---------- INFORMATION GIVEN ----------

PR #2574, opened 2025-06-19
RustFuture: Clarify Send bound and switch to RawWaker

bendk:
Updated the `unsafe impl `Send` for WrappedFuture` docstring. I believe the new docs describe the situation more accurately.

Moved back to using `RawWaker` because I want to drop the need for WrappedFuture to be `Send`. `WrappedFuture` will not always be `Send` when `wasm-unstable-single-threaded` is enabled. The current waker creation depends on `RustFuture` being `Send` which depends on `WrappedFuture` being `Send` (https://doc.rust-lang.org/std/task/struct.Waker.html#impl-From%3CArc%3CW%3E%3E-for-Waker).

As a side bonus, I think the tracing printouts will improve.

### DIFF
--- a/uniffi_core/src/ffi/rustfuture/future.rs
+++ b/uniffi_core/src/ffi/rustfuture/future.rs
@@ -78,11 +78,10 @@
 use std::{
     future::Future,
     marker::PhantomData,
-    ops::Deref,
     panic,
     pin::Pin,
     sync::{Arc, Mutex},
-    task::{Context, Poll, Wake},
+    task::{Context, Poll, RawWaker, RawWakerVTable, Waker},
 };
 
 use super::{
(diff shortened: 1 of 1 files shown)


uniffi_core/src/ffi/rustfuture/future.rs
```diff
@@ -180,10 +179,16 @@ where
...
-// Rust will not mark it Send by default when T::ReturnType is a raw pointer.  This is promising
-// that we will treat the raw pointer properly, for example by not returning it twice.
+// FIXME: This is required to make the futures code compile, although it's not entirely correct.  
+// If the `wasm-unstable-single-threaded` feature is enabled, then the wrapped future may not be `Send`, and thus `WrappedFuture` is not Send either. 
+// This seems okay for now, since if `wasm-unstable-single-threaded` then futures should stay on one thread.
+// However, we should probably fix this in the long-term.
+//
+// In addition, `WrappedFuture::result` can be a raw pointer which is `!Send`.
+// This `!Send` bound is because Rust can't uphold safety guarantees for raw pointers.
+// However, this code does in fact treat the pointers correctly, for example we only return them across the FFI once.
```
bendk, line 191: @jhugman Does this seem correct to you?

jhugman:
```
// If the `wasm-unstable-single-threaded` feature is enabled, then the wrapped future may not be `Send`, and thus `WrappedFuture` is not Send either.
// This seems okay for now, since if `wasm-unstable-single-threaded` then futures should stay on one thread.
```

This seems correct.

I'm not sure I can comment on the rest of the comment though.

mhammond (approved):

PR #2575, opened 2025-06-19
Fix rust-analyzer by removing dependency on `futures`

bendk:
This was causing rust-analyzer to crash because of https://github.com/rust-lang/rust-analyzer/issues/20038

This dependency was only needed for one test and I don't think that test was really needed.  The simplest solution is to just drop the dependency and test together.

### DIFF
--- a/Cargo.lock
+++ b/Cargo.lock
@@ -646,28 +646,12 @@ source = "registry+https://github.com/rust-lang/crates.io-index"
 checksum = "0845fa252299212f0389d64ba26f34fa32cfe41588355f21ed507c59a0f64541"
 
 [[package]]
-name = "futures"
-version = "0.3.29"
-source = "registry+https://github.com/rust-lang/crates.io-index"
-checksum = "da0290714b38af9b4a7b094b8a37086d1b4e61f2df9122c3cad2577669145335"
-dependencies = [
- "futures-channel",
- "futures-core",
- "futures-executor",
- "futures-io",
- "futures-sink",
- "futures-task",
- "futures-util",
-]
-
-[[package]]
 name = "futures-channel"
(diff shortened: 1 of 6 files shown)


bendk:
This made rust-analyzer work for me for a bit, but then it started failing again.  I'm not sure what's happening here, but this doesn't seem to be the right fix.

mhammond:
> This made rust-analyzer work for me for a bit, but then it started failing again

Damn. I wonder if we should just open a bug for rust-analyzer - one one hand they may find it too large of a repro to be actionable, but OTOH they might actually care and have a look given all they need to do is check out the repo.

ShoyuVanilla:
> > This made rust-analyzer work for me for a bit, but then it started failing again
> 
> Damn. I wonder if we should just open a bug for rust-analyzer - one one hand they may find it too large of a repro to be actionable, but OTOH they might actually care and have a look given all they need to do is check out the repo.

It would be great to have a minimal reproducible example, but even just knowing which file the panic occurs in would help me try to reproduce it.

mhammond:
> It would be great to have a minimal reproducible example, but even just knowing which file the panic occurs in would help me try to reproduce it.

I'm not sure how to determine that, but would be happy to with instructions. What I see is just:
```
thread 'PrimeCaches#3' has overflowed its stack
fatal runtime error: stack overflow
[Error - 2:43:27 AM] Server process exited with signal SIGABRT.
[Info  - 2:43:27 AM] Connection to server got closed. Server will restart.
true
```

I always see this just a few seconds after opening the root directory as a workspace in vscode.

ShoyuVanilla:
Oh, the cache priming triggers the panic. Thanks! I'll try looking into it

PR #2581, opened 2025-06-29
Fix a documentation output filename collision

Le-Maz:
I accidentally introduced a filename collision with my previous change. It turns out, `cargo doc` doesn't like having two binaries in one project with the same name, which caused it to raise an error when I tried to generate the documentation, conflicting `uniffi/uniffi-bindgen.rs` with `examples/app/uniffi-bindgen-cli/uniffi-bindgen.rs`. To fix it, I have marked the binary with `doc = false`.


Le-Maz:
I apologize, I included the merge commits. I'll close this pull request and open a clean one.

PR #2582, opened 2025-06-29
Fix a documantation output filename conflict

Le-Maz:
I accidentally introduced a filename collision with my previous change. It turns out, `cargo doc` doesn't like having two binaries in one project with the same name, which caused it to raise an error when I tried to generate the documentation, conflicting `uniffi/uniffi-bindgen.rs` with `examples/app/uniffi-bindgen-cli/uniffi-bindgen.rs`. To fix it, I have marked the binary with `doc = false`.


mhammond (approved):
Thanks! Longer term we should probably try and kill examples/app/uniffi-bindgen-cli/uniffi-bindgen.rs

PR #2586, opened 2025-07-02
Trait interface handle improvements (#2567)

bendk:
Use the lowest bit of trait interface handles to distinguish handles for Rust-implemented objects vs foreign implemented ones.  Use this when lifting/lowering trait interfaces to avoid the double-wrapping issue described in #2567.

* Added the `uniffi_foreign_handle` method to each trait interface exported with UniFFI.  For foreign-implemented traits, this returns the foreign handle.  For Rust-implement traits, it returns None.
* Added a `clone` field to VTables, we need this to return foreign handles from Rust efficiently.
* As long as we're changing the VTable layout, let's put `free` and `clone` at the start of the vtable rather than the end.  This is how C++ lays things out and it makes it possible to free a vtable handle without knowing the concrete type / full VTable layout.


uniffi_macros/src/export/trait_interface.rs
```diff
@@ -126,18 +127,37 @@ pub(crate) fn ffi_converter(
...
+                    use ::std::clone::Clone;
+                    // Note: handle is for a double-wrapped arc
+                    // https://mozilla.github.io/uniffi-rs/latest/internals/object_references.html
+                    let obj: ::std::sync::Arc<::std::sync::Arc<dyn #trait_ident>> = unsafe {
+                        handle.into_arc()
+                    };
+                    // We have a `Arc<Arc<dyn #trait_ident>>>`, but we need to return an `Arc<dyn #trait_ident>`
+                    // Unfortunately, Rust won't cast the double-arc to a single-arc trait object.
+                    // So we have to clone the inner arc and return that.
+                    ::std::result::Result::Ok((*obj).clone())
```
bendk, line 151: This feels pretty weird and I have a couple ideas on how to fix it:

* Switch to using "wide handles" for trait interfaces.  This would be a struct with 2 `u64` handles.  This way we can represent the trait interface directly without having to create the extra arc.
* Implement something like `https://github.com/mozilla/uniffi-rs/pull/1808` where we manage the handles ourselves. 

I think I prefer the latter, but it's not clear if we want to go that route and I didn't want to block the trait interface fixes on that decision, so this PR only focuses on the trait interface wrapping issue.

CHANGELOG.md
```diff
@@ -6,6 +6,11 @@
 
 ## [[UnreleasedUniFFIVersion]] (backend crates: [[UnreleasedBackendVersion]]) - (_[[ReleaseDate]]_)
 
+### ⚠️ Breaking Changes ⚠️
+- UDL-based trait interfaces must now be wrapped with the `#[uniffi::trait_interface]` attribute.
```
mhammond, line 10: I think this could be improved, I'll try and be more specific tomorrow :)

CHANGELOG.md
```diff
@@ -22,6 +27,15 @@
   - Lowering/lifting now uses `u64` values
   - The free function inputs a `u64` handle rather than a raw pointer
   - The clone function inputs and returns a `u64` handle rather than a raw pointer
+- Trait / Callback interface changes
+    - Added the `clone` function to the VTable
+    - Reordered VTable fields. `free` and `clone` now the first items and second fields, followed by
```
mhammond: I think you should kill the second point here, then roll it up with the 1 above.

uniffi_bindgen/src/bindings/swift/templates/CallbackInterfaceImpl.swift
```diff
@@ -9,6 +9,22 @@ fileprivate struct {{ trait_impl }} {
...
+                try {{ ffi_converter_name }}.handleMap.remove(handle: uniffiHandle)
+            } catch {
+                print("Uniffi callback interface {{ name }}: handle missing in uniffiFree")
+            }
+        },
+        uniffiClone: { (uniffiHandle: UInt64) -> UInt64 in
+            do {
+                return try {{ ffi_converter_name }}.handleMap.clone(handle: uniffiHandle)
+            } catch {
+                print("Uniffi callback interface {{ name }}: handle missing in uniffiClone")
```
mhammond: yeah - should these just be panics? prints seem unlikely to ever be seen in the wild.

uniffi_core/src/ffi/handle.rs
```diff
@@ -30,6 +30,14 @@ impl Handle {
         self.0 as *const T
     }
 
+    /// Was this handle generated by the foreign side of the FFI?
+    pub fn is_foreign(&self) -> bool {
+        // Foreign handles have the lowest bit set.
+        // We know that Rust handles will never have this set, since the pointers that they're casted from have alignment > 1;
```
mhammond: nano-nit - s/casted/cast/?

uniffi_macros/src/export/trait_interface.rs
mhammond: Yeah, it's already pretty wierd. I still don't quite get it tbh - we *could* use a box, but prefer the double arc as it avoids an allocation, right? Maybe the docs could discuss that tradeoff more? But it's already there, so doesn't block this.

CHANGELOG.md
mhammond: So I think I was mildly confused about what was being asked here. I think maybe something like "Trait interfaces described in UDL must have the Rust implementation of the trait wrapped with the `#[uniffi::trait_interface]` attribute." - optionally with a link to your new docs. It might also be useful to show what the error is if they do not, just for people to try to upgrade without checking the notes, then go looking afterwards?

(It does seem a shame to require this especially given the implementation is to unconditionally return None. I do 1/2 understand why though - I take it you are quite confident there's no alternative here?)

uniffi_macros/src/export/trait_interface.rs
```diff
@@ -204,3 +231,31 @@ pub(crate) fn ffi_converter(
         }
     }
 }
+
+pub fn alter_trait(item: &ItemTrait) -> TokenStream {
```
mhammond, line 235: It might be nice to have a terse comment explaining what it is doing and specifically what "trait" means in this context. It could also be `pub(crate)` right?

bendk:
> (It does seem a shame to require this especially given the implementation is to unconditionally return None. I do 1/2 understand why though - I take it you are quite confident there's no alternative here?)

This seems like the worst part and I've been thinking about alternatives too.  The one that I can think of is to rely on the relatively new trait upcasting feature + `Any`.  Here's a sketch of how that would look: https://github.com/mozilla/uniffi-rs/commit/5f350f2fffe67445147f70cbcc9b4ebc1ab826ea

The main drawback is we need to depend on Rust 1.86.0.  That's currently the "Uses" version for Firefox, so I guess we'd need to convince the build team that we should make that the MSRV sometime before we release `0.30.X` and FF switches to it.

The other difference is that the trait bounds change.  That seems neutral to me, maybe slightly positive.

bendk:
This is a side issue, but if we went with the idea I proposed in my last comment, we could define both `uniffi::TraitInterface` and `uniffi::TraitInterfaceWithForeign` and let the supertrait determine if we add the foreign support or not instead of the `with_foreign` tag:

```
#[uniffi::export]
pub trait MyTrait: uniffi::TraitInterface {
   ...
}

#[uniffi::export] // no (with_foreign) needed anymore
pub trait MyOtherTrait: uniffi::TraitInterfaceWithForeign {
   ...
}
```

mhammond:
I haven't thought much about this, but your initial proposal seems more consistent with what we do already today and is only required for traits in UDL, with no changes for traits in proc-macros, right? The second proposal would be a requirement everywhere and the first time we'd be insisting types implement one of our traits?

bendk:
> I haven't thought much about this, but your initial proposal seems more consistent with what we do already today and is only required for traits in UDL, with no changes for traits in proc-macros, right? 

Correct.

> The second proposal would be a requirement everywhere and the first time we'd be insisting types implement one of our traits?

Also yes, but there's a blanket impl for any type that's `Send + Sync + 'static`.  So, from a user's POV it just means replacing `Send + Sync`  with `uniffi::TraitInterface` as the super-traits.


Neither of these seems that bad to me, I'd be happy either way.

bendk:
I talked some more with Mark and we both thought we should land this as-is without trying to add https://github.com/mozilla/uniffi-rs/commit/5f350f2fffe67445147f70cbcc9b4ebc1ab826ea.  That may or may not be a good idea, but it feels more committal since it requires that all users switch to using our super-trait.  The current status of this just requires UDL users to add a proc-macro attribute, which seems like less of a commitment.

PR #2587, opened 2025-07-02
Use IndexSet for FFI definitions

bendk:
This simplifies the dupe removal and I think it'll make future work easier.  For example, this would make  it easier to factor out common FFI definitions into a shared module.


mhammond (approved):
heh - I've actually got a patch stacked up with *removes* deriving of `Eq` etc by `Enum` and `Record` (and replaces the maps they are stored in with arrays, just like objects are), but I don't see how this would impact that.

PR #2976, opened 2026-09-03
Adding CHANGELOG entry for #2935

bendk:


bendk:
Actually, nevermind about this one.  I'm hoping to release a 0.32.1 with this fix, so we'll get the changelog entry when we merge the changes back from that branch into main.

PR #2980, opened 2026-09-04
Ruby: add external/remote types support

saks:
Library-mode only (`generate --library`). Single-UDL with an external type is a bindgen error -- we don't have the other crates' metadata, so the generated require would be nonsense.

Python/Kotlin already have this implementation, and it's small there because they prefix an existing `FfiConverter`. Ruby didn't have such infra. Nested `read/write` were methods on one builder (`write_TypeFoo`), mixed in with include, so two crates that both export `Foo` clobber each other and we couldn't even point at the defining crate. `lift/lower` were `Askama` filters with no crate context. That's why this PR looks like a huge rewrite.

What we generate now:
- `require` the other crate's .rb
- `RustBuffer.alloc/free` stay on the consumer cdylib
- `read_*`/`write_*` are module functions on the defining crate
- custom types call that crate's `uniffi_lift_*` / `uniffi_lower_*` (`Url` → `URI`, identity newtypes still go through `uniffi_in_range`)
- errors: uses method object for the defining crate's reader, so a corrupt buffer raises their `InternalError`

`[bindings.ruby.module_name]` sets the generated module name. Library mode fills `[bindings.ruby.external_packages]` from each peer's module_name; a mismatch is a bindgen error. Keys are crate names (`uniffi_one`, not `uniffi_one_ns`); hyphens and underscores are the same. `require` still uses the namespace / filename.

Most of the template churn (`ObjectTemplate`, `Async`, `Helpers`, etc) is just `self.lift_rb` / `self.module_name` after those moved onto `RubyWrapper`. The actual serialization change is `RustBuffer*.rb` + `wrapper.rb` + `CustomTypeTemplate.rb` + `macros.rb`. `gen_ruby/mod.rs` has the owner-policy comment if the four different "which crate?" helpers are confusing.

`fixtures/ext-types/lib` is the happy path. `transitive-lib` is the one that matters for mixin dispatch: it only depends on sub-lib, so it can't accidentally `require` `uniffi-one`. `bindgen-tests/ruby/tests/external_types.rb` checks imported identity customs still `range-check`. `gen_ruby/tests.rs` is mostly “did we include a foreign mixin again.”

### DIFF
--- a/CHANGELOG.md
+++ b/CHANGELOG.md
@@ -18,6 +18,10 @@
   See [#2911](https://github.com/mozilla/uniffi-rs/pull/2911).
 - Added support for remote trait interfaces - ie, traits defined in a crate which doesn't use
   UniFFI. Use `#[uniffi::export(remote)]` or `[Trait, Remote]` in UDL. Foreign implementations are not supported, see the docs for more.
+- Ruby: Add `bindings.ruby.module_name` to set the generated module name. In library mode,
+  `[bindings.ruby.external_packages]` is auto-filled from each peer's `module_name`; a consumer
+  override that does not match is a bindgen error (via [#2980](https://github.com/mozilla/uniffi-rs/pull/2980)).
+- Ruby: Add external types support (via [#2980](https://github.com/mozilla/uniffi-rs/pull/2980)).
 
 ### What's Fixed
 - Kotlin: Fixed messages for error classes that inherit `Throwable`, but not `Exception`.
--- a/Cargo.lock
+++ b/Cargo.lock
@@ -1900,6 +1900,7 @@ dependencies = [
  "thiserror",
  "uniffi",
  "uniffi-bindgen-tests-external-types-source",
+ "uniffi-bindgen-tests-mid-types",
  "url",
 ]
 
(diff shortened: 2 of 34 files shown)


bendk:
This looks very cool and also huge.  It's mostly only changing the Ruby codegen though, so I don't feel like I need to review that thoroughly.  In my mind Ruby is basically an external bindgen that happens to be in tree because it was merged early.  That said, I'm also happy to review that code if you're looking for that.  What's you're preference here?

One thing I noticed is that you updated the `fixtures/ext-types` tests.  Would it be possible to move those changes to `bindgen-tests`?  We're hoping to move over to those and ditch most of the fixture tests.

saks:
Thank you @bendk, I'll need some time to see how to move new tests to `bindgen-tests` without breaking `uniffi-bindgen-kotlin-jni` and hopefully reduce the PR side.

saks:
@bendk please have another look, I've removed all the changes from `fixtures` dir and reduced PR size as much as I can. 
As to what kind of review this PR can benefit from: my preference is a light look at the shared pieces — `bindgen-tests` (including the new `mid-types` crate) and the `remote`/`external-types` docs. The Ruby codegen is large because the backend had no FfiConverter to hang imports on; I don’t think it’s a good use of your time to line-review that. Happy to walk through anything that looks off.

----------

_REQUIRED WORK:_ Search the records for the word "objects" and copy out every line that holds it.

_WORKED SOLUTION:_
Use the lowest bit of trait interface handles to distinguish handles for Rust-implemented objects vs foreign implemented ones.  Use this when lifting/lowering trait interfaces to avoid the double-wrapping issue described in #2567.
heh - I've actually got a patch stacked up with *removes* deriving of `Eq` etc by `Enum` and `Record` (and replaces the maps they are stored in with arrays, just like objects are), but I don't see how this would impact that.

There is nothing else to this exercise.